The Appellate Court’s Rejection
On appeal, the defendants mounted a three-pronged challenge against the contempt order, arguing that the trial court’s finding on their ability to pay was not supported by competent evidence, that the order constituted an unconstitutional form of imprisonment for debt, and that they were not in continuing violation of the TRO at the time of the hearing. The North Carolina Court of Appeals systematically dismantled each of these arguments. The appellate judges ruled that the detailed testimony regarding the ownership structure and sale potential of the AAPC provided more than sufficient evidence for the trial court to conclude that the defendants could take reasonable measures to comply. Furthermore, the court clarified a critical legal distinction, stating that the risk of imprisonment did not stem from the debt itself but from the willful disobedience of a lawful court order, rendering the state constitution’s prohibition on imprisonment for debt inapplicable in this case. Finally, it affirmed that the defendants, who carried the burden of proof, had failed to demonstrate that they had reversed the improper transfers or otherwise complied with the TRO, thereby sealing the fate of their appeal.

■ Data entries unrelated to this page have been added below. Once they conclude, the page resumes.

PR #2607, opened 2023-01-16
* FEATURE : Provide `MemoryUsage` trace and emitted memory usage data.

shaopeng-gh:
Based on pattern of Michael's newest check-in, now it does not need interface changing and is straightforward.

### DIFF
--- a/src/Sarif.Driver/Sdk/MultithreadedAnalyzeCommandBase.cs
+++ b/src/Sarif.Driver/Sdk/MultithreadedAnalyzeCommandBase.cs
@@ -1060,6 +1060,28 @@ namespace Microsoft.CodeAnalysis.Sarif.Driver
                         ? Stopwatch.StartNew()
                         : null;
 
+                    if (context.Traces.HasFlag(DefaultTraces.MemoryUsage))
+                    {
+                        using (var currentProcess = Process.GetCurrentProcess())
+                        {
+                            string file = context.TargetUri.LocalPath;
+                            string directory = Path.GetDirectoryName(file);
+                            file = Path.GetFileName(file);
+                            string memoryUsage = $"'{file}' : current process memory usage {currentProcess.WorkingSet64 / 1024 / 1024}MB : '{skimmer.Id}.{skimmer.Name}' : at '{directory}'. Peak memory usage: {currentProcess.PeakWorkingSet64 / 1024 / 1024}MB";
+
+                            context.Logger.LogToolNotification(
+                            new Notification
+                            {
+                                Level = FailureLevel.Note,
+                                Message = new Message
+                                {
+                                    Text = memoryUsage,
+                                },
+                            },
+                            skimmer);
+                        }
+                    }
+
                     skimmer.Analyze(context);
 
                     if (stopwatch != null && context.TargetUri.IsAbsoluteUri)
@@ -1067,12 +1089,12 @@ namespace Microsoft.CodeAnalysis.Sarif.Driver
                         string file = context.TargetUri.LocalPath;
                         string directory = Path.GetDirectoryName(file);
                         file = Path.GetFileName(file);
-                        string timing = $"'{file}' : elapsed {stopwatch.Elapsed} : '{skimmer.Name}' : at '{directory}'";
+                        string timing = $"'{file}' : elapsed {stopwatch.Elapsed} : '{skimmer.Id}.{skimmer.Name}' : at '{directory}'";
 
                         context.Logger.LogToolNotification(
                             new Notification
                             {
-                                Level = FailureLevel.Warning,
+                                Level = FailureLevel.Note,
                                 Message = new Message
                                 {
                                     Text = timing,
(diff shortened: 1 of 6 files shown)


src/Sarif.Driver/Sdk/MultithreadedAnalyzeCommandBase.cs
```diff
@@ -1060,19 +1060,41 @@ public static void AnalyzeTargetHelper(TContext context, IEnumerable<Skimmer<TCo
...
                         string directory = Path.GetDirectoryName(file);
                         file = Path.GetFileName(file);
-                        string timing = $"'{file}' : elapsed {stopwatch.Elapsed} : '{skimmer.Name}' : at '{directory}'";
+                        string timing = $"'{file}' : elapsed {stopwatch.Elapsed} : '{skimmer.Id}.{skimmer.Name}' : at '{directory}'";
 
                         context.Logger.LogToolNotification(
                             new Notification
                             {
-                                Level = FailureLevel.Warning,
+                                Level = FailureLevel.Note,
```
shaopeng-gh, line 1097: >Note [](http://example.com/codeflow?start=53&length=4)

The other overall time log is `Note`, suggest to use `Note` as well

src/Sarif.Driver/Sdk/MultithreadedAnalyzeCommandBase.cs
```diff
@@ -1060,19 +1060,41 @@ public static void AnalyzeTargetHelper(TContext context, IEnumerable<Skimmer<TCo
...
                         : null;
 
+                    if (context.Traces.HasFlag(DefaultTraces.MemoryUsage))
+                    {
+                        using (var currentProcess = Process.GetCurrentProcess())
+                        {
+                            string file = context.TargetUri.LocalPath;
+                            string directory = Path.GetDirectoryName(file);
+                            file = Path.GetFileName(file);
+                            string memoryUsage = $"'{file}' : current process memory usage {currentProcess.WorkingSet64 / 1024 / 1024}MB : '{skimmer.Id}.{skimmer.Name}' : at '{directory}'. Peak memory usage: {currentProcess.PeakWorkingSet64 / 1024 / 1024}MB";
```
michaelcfanning, line 1070: >memoryUsage [](http://example.com/codeflow?start=35&length=11)

Can you please reply here with a real world example of the new output?

src/Sarif.Driver/Sdk/MultithreadedAnalyzeCommandBase.cs
```diff
@@ -1060,19 +1060,41 @@ public static void AnalyzeTargetHelper(TContext context, IEnumerable<Skimmer<TCo
                         ? Stopwatch.StartNew()
                         : null;
 
+                    if (context.Traces.HasFlag(DefaultTraces.MemoryUsage))
```
michaelcfanning, line 1063: >context [](http://example.com/codeflow?start=24&length=7)

should we move this earlier in the method, before starting the stop watch? i.e., we don't need to include this code in the timing data.

shaopeng-gh: fixed

src/Sarif.Driver/Sdk/MultithreadedAnalyzeCommandBase.cs
shaopeng-gh: yes, I tried to use the same format as the one you added,

[this one:]
BINSKIM : note 'BinaryParsers.dll' : current process memory usage 39MB : 'BA2004.EnableSecureSourceCodeHashing' : at 'C:\GH\binskim\bld\bin\x64_Debug\netcoreapp3.1'. Peak memory usage: 39MB

[the one you added before:]
BINSKIM : note 'BinaryParsers.dll' : elapsed 00:00:00.0263046 : 'BA2004.EnableSecureSourceCodeHashing' : at 'C:\GH\binskim\bld\bin\x64_Debug\netcoreapp3.1'

src/Sarif/DefaultTraces.cs
```diff
@@ -10,7 +10,8 @@ public enum DefaultTraces
     {
         None,
         ScanTime = 0x01,
-        ScanExecution = 0x2,
+        ScanExecution = 0x02,
         RuleScanTime = 0x04,
+        MemoryUsage = 0x08,
```
michaelcfanning, line 15: >MemoryUsage [](http://example.com/codeflow?start=8&length=11)

Should we have a global memory usage vs. peak mem data point for the end-to-end scan? And the one per rule/per target? Who is asking for this feature, by the way?

src/Sarif.Driver/Sdk/MultithreadedAnalyzeCommandBase.cs
shaopeng-gh: Now that this is changed to log only once the new format is :
`BINSKIM : note Done. 1,386 files scanned, elapsed time 00:00:25.6855079.`
`BINSKIM : note Peak memory usage: 1213MB.`

src/Sarif/DefaultTraces.cs
shaopeng-gh: fixed to only log once per end of the PR review.

PR #2605, opened 2023-01-12
SARIF has per-line rolling (partial) hash support

suvamM:
This PR adds a new hash utility to compute per-line rolling (partial) hashes for a given file. The PR also provides a port of a [numeric library](https://github.com/dcodeIO/long.js/tree/main) for representing and operating on 64-bit two's complement integers.

PR #2610, opened 2023-01-19
Adding support for partialFingerprints

mpoqq:
Adding partialFingerprint inseret option. Hash contextRegion and add value to sarif. MD5 is used to hash the context. https://github.com/microsoft/sarif-sdk/issues/2569


michaelcfanning (approved):

michaelcfanning:
@mpoqq do you know why build is failing? would you like one of us to investigate?

mpoqq:
@michaelcfanning Sorry I had a bug in one test.
Is it normal that I am unable to see the Azure Pipeline output (401 not authorized - logged in via GitHub)?

michaelcfanning:
Hm, I'm not sure how to address your 401, will research. I did see that one of your tests was failing, glad you've resolved. Time to merge! 

Thanks for this excellent contribution.

mpoqq:
@michaelcfanning Thank you for merging the PR. 
I saw that you also merged [SARIF has per-line rolling (partial) hash support #2605 ](https://github.com/microsoft/sarif-sdk/pull/2605). Would this approach be more suitable for the calculation of  a partial fingerprint? Additionally, as you mentioned, that CodeQL use this approach as well, it would be compatible with CodeQL.

michaelcfanning:
I'd first note that if your log file contains context regions, any consumer could produce a context region hash from that data. The benefit of your feature is that a producer might not want to emit the text snippet or any context region at all (resulting in a slimmer log file).

The CodeQL rolling hash is more sophisticated and part of larger result matching approach that has proved very effective. The key advantage at the rolling hash level is that they handle edits for both sparse and dense content better than the context region hash (which will change completely, for example, if a user simply deletes an erroneous empty line in the region).

See below for the CodeQL (previously Semmle) paper on their end-to-end results matching technique.

The SARIF committee has some very solid content on result matching, in particular see section 5.3.4, in [EN06 SARIF Result Matching](https://github.com/oasis-tcs/sarif-spec/blob/main/Documents/SupplementalContent/EN06%20SARIF%20Result%20Matching.docx) which has a nice, concise summary of the CodeQL approach.

All those details and more are here:
https://semmle.com/wp-content/uploads/2015/01/team-insight.pdf

mpoqq:
Thank you for the detailed answer and the additional information provided.
I now understand that CodeQL's matching approach is much more complex than I assumed.

Now that the rolling hash is included in the SDK, would you appreciate a contribution to the multiool to add the rolling hash partialFingerprint as well?

Unfortunately you provided link to the Semmel paper is not reachable anymore, but I think you meant the following paper: [Tracking Static Analysis Violations over Time to Capture Developer Characteristics](https://ieeexplore.ieee.org/document/7194595)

A Stern Warning for Corporate Governance
The appellate court’s decision in this matter delivered a profound and unequivocal message to corporate executives, boards, and financiers, particularly those operating within byzantine corporate structures. It established that in the context of an insurer rehabilitation or liquidation, courts would not hesitate to enforce asset-protection orders with uncompromising rigor. The judiciary demonstrated a clear willingness to pierce through complex legal arrangements and scrutinize all related-party transactions with a high degree of skepticism. This ruling affirmed that entities under such orders are expected to leverage all available corporate assets and economic interests to comply with judicial mandates. Ultimately, the case concluded by setting a higher standard for accountability, signaling that intricate financial engineering cannot serve as a defense against the fundamental obligation to obey the rule of law.